TASK TO CARRY OUT:
Lines that contain the string "bitfield" are the ones to list; copy all of them from the records.

Collected data

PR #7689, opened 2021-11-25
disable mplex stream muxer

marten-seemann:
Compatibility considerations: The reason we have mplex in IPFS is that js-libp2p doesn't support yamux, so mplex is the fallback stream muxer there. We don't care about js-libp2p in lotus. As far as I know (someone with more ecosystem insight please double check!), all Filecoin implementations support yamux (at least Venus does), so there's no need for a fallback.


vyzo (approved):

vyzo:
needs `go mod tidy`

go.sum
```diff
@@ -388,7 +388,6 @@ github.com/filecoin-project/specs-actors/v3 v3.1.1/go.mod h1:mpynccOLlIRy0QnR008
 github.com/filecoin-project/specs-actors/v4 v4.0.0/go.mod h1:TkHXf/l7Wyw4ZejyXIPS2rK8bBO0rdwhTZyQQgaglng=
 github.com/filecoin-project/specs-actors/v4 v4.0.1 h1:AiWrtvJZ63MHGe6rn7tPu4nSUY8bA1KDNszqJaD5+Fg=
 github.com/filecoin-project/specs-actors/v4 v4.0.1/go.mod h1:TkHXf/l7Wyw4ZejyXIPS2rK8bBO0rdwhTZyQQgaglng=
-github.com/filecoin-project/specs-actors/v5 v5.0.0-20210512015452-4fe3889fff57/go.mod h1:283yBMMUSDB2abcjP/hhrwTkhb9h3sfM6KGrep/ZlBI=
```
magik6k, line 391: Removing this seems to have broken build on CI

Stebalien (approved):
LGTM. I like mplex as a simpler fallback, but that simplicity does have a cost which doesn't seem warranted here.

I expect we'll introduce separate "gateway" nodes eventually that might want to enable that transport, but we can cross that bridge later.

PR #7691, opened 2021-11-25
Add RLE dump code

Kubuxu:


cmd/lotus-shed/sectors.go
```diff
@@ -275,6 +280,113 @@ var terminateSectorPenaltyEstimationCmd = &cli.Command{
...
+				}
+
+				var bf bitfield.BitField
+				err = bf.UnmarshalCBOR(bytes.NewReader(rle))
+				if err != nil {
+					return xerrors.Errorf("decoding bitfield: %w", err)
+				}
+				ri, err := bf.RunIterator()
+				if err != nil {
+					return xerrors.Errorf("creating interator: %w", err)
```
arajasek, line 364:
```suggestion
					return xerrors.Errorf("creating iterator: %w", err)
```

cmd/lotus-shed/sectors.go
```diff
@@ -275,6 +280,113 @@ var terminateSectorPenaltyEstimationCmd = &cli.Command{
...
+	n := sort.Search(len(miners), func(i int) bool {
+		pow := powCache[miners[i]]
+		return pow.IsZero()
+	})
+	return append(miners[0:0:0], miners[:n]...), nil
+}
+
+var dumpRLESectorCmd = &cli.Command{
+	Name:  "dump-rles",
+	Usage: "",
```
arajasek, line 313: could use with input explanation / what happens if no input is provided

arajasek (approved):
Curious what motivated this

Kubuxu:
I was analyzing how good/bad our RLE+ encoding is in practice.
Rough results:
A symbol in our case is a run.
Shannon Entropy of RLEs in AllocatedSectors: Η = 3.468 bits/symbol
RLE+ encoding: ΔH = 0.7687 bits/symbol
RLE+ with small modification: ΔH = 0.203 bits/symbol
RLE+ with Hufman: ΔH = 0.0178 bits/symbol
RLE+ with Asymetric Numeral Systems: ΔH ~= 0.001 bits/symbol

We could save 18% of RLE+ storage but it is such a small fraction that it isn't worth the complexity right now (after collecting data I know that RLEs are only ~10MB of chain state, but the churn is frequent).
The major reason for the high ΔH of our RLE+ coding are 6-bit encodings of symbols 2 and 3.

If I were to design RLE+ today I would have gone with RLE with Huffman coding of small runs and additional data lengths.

OUTPUT FOR THIS TASK:
+				var bf bitfield.BitField
+					return xerrors.Errorf("decoding bitfield: %w", err)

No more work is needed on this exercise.